[Dataset content]

PR #2896, opened 2026-05-11
[Enhancement] Consolidating request context propagation

loop-index:
Following up from #2893 

On the framerail side, I've added a request hook ([doc](https://svelte.dev/docs/kit/hooks)) that runs before every framerail request, gathering user token, site ID and page slug to persist into `ServerLoadEvent.locals`, allowing that context to be accessed throughout the request's call chain. This is possible because the required data is persisted on the browser through one way or another:
- `session_token` via cookies
- `site_id` via Caddy headers
- `page` slug via URL params

Additionally, I've implemented the proposed `user_has_permission` in `ServiceContext` as it now contains all necessary data.

Again as a POC, I've modified the `page_edit_permission` call chain to make use of this. Now the full chain becomes:
```
Browser calls `pageEditPermission` via form submission
↓
Framerail hook runs, populating RequestContext in locals
↓
pageEditPermissionAction gets the RequestContext from locals and passes it to deepwell's RPC client
↓
deepwell RPC client serializes RequestContext fields into headers, which is intercepted by deepwell middleware to inject into ServiceContext
↓
Downstream consumers access RequestContext from ctx
```
Request body no longer needs to pass these fields, and handlers no longer need to drill these values down the chain.

### DIFF
--- a/deepwell/src/middleware.rs
+++ b/deepwell/src/middleware.rs
@@ -80,6 +80,7 @@ where
             .get("X-Deepwell-Page")
             .and_then(|v| v.to_str().ok())
             .map(|s| {
+                // TODO: Figure out if this can cause a bug: if the slug is a number, it will be parsed as an ID instead of a slug.
                 s.parse::<i64>()
                     .map(Reference::Id)
                     .unwrap_or_else(|_| Reference::Slug(Cow::Owned(s.to_owned())))
--- a/deepwell/src/services/context.rs
+++ b/deepwell/src/services/context.rs
@@ -111,7 +111,7 @@ impl<'txn> ServiceContext<'txn> {
 
     #[inline]
     /// Internal method to update the request context, for use in testing only.
-    pub fn _set_request(&mut self, request_ctx: RequestContext) {
+    pub fn set_request_for_test(&mut self, request_ctx: RequestContext) {
         self.request_ctx = request_ctx;
 
         // Clear cached permissions since the user context has changed.
@@ -198,8 +198,10 @@ impl<'txn> ServiceContext<'txn> {
             || Error::new("Failed to check user permissions", ErrorType::Permission);
 
         let perms = self.user_permissions().await.or_raise(make_error)?;
-        PermissionService::_has_permission(self, user_id, perms, site_id, permission)
-            .await
-            .or_raise(make_error)
+        PermissionService::permission_in_set_helper(
+            self, user_id, perms, site_id, permission,
+        )
+        .await
+        .or_raise(make_error)
     }
 }
--- a/deepwell/src/services/context.rs
+++ b/deepwell/src/services/context.rs
@@ -24,12 +24,15 @@ use crate::error::prelude::*;
 use crate::locales::Localizations;
 use crate::models::session::Model as SessionModel;
 use crate::services::blob::MimeAnalyzer;
-use crate::types::Reference;
+use crate::services::permission::PermissionService;
+use crate::types::{Permission, Reference};
 use redis::aio::MultiplexedConnection as RedisMultiplexedConnection;
 use rsmq_async::Rsmq;
 use s3::bucket::Bucket;
 use sea_orm::DatabaseTransaction;
+use std::collections::HashSet;
 use std::sync::Arc;
+use tokio::sync::OnceCell;
 
 /// Per-request context derived from HTTP headers by the middleware layer.
 #[derive(Debug, Clone, Default)]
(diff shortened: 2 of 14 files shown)


loop-index:
Some tests are breaking, which is due to RequestContext being populated via middleware and not from the request body. Will think of a way to make this more ergonomic to use, because the alternative is every test will need to populate its own request ctx.

deepwell/src/services/permission/service.rs
```diff
@@ -422,110 +422,123 @@ impl PermissionService {
...
-                    continue;
-                } else {
-                    info!(
-                        "Cache miss for user ID {:?} on site ID {} for resource {} of category {:?} with action {}",
-                        user_id, site_id, resource, resource_category, action,
-                    );
-                }
-            }
+    /// Helper function to check if a permission is present in (the user's) permission set.
+    pub async fn _has_permission(
```
emmiegit: I'm a bit confused by the semantics of this function.

If it's a helper method for `PermissionService`, why is it `pub`? Do we expect other callers to use this?

Also, I don't think we use underscore prefixing to indicate an inner/helper method, but generally it being not-`pub` and having a name describing what the helper does. Maybe here, `has_specific_permission()`? Or something else to suggest that this is the internal check for one user/permission pair.

deepwell/src/services/context.rs
```diff
@@ -105,8 +110,12 @@ impl<'txn> ServiceContext<'txn> {
     }
 
     #[inline]
-    pub fn set_request(&mut self, request_ctx: RequestContext) {
+    /// Internal method to update the request context, for use in testing only.
+    pub fn _set_request(&mut self, request_ctx: RequestContext) {
```
emmiegit: If it's for testing then how about:

```suggestion
    pub fn set_request_for_test(&mut self, request_ctx: RequestContext) {
```

deepwell/src/middleware.rs
```diff
@@ -80,6 +80,7 @@ where
             .get("X-Deepwell-Page")
             .and_then(|v| v.to_str().ok())
             .map(|s| {
+                // TODO: Figure out if this can cause a bug: if the slug is a number, it will be parsed as an ID instead of a slug.
```
emmiegit, line 83: Oh good catch. This will definitely cause issues, hm.

I guess the solution is parsing off of a prefix?

```rs
if let Some(s) = v.strip_prefix("slug:") {
    return Reference::Slug(Cow::Owned(s.to_owned()));
}

if let Some(s) = v.strip_prefix("id:") {
    return s.parse::<i64>().map(Reference::Id)?;
}

// error
```

Though maybe this should also just be a case where we add this type of serialization logic to `Reference` itself.

Anyways, just some thoughts, doesn't have to be this PR of course.

deepwell/tests/page.rs
```diff
@@ -42,6 +43,15 @@ async fn basic_edit() {
     let site_id = output.site.site_id;
     assert_eq!(output.site.slug, SITE_SLUG, "Site slug doesn't match");
 
+    // Set request context to populate params for the internal permission check.
+    // TODO: Figure out a better way to handle this gap.
```
emmiegit: Honestly, I feel like this is fine. Instead of needing to set it again and again for each request, we set it per test, which seems like a reasonable balance between not repeating things and avoiding carry-over behavior between different tests.

framerail/src/hooks.server.ts
```diff
@@ -0,0 +1,20 @@
...
+  const { siteId } = loadSiteInfo(request.headers)
+  const page_slug = params.slug
+  const sessionToken = cookies.get("wikijump_token")
+
+  storeRequestContext(locals, sessionToken, siteId, page_slug)
+
+  // Continue processing the request
+  const response = await resolve(event)
+  return response
+}
```
emmiegit, line 20: Very cool way of handling this!

emmiegit (approved):
Looks good, small suggestions mostly about naming.

hoah2333 (approved):

deepwell/src/services/permission/service.rs
loop-index: I made it pub because I want to reuse it in `ServiceContext::user_has_permission`. I can rename it to `PermissionService::permission_in_set_helper` or something to make it clearer.

deepwell/src/middleware.rs
loop-index: That could work, but we would have to carry that convention anywhere we want to pass references between framerail and deepwell. An ideal solution would be a strongly typed transmission format (eg. Protobuf) instead of JSON, but that's probably too large of a change.

deepwell/src/services/permission/service.rs
emmiegit: You can make it `pub(crate)` so it can be used in other services but not outside the crate. That's probably the best way to do it, there are a handful of methods like that.

deepwell/src/middleware.rs
emmiegit: Mhmm, yeah. We'll have to think about it. And I do agree, a typed transmission format would be ideal, though I'm not sure how feasible it would be to actually do.

Zokhoi (approved):

emmiegit (approved):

[/Dataset content]

=== Work instruction ===
In full and without alteration, copy the entries.

=== Answer to this problem ===
PR #2896, opened 2026-05-11
[Enhancement] Consolidating request context propagation

loop-index:
Following up from #2893 

On the framerail side, I've added a request hook ([doc](https://svelte.dev/docs/kit/hooks)) that runs before every framerail request, gathering user token, site ID and page slug to persist into `ServerLoadEvent.locals`, allowing that context to be accessed throughout the request's call chain. This is possible because the required data is persisted on the browser through one way or another:
- `session_token` via cookies
- `site_id` via Caddy headers
- `page` slug via URL params

Additionally, I've implemented the proposed `user_has_permission` in `ServiceContext` as it now contains all necessary data.

Again as a POC, I've modified the `page_edit_permission` call chain to make use of this. Now the full chain becomes:
```
Browser calls `pageEditPermission` via form submission
↓
Framerail hook runs, populating RequestContext in locals
↓
pageEditPermissionAction gets the RequestContext from locals and passes it to deepwell's RPC client
↓
deepwell RPC client serializes RequestContext fields into headers, which is intercepted by deepwell middleware to inject into ServiceContext
↓
Downstream consumers access RequestContext from ctx
```
Request body no longer needs to pass these fields, and handlers no longer need to drill these values down the chain.

### DIFF
--- a/deepwell/src/middleware.rs
+++ b/deepwell/src/middleware.rs
@@ -80,6 +80,7 @@ where
             .get("X-Deepwell-Page")
             .and_then(|v| v.to_str().ok())
             .map(|s| {
+                // TODO: Figure out if this can cause a bug: if the slug is a number, it will be parsed as an ID instead of a slug.
                 s.parse::<i64>()
                     .map(Reference::Id)
                     .unwrap_or_else(|_| Reference::Slug(Cow::Owned(s.to_owned())))
--- a/deepwell/src/services/context.rs
+++ b/deepwell/src/services/context.rs
@@ -111,7 +111,7 @@ impl<'txn> ServiceContext<'txn> {
 
     #[inline]
     /// Internal method to update the request context, for use in testing only.
-    pub fn _set_request(&mut self, request_ctx: RequestContext) {
+    pub fn set_request_for_test(&mut self, request_ctx: RequestContext) {
         self.request_ctx = request_ctx;
 
         // Clear cached permissions since the user context has changed.
@@ -198,8 +198,10 @@ impl<'txn> ServiceContext<'txn> {
             || Error::new("Failed to check user permissions", ErrorType::Permission);
 
         let perms = self.user_permissions().await.or_raise(make_error)?;
-        PermissionService::_has_permission(self, user_id, perms, site_id, permission)
-            .await
-            .or_raise(make_error)
+        PermissionService::permission_in_set_helper(
+            self, user_id, perms, site_id, permission,
+        )
+        .await
+        .or_raise(make_error)
     }
 }
--- a/deepwell/src/services/context.rs
+++ b/deepwell/src/services/context.rs
@@ -24,12 +24,15 @@ use crate::error::prelude::*;
 use crate::locales::Localizations;
 use crate::models::session::Model as SessionModel;
 use crate::services::blob::MimeAnalyzer;
-use crate::types::Reference;
+use crate::services::permission::PermissionService;
+use crate::types::{Permission, Reference};
 use redis::aio::MultiplexedConnection as RedisMultiplexedConnection;
 use rsmq_async::Rsmq;
 use s3::bucket::Bucket;
 use sea_orm::DatabaseTransaction;
+use std::collections::HashSet;
 use std::sync::Arc;
+use tokio::sync::OnceCell;
 
 /// Per-request context derived from HTTP headers by the middleware layer.
 #[derive(Debug, Clone, Default)]
(diff shortened: 2 of 14 files shown)


loop-index:
Some tests are breaking, which is due to RequestContext being populated via middleware and not from the request body. Will think of a way to make this more ergonomic to use, because the alternative is every test will need to populate its own request ctx.

deepwell/src/services/permission/service.rs
```diff
@@ -422,110 +422,123 @@ impl PermissionService {
...
-                    continue;
-                } else {
-                    info!(
-                        "Cache miss for user ID {:?} on site ID {} for resource {} of category {:?} with action {}",
-                        user_id, site_id, resource, resource_category, action,
-                    );
-                }
-            }
+    /// Helper function to check if a permission is present in (the user's) permission set.
+    pub async fn _has_permission(
```
emmiegit: I'm a bit confused by the semantics of this function.

If it's a helper method for `PermissionService`, why is it `pub`? Do we expect other callers to use this?

Also, I don't think we use underscore prefixing to indicate an inner/helper method, but generally it being not-`pub` and having a name describing what the helper does. Maybe here, `has_specific_permission()`? Or something else to suggest that this is the internal check for one user/permission pair.

deepwell/src/services/context.rs
```diff
@@ -105,8 +110,12 @@ impl<'txn> ServiceContext<'txn> {
     }
 
     #[inline]
-    pub fn set_request(&mut self, request_ctx: RequestContext) {
+    /// Internal method to update the request context, for use in testing only.
+    pub fn _set_request(&mut self, request_ctx: RequestContext) {
```
emmiegit: If it's for testing then how about:

```suggestion
    pub fn set_request_for_test(&mut self, request_ctx: RequestContext) {
```

deepwell/src/middleware.rs
```diff
@@ -80,6 +80,7 @@ where
             .get("X-Deepwell-Page")
             .and_then(|v| v.to_str().ok())
             .map(|s| {
+                // TODO: Figure out if this can cause a bug: if the slug is a number, it will be parsed as an ID instead of a slug.
```
emmiegit, line 83: Oh good catch. This will definitely cause issues, hm.

I guess the solution is parsing off of a prefix?

```rs
if let Some(s) = v.strip_prefix("slug:") {
    return Reference::Slug(Cow::Owned(s.to_owned()));
}

if let Some(s) = v.strip_prefix("id:") {
    return s.parse::<i64>().map(Reference::Id)?;
}

// error
```

Though maybe this should also just be a case where we add this type of serialization logic to `Reference` itself.

Anyways, just some thoughts, doesn't have to be this PR of course.

deepwell/tests/page.rs
```diff
@@ -42,6 +43,15 @@ async fn basic_edit() {
     let site_id = output.site.site_id;
     assert_eq!(output.site.slug, SITE_SLUG, "Site slug doesn't match");
 
+    // Set request context to populate params for the internal permission check.
+    // TODO: Figure out a better way to handle this gap.
```
emmiegit: Honestly, I feel like this is fine. Instead of needing to set it again and again for each request, we set it per test, which seems like a reasonable balance between not repeating things and avoiding carry-over behavior between different tests.

framerail/src/hooks.server.ts
```diff
@@ -0,0 +1,20 @@
...
+  const { siteId } = loadSiteInfo(request.headers)
+  const page_slug = params.slug
+  const sessionToken = cookies.get("wikijump_token")
+
+  storeRequestContext(locals, sessionToken, siteId, page_slug)
+
+  // Continue processing the request
+  const response = await resolve(event)
+  return response
+}
```
emmiegit, line 20: Very cool way of handling this!

emmiegit (approved):
Looks good, small suggestions mostly about naming.

hoah2333 (approved):

deepwell/src/services/permission/service.rs
loop-index: I made it pub because I want to reuse it in `ServiceContext::user_has_permission`. I can rename it to `PermissionService::permission_in_set_helper` or something to make it clearer.

deepwell/src/middleware.rs
loop-index: That could work, but we would have to carry that convention anywhere we want to pass references between framerail and deepwell. An ideal solution would be a strongly typed transmission format (eg. Protobuf) instead of JSON, but that's probably too large of a change.

deepwell/src/services/permission/service.rs
emmiegit: You can make it `pub(crate)` so it can be used in other services but not outside the crate. That's probably the best way to do it, there are a handful of methods like that.

deepwell/src/middleware.rs
emmiegit: Mhmm, yeah. We'll have to think about it. And I do agree, a typed transmission format would be ideal, though I'm not sure how feasible it would be to actually do.

Zokhoi (approved):

emmiegit (approved):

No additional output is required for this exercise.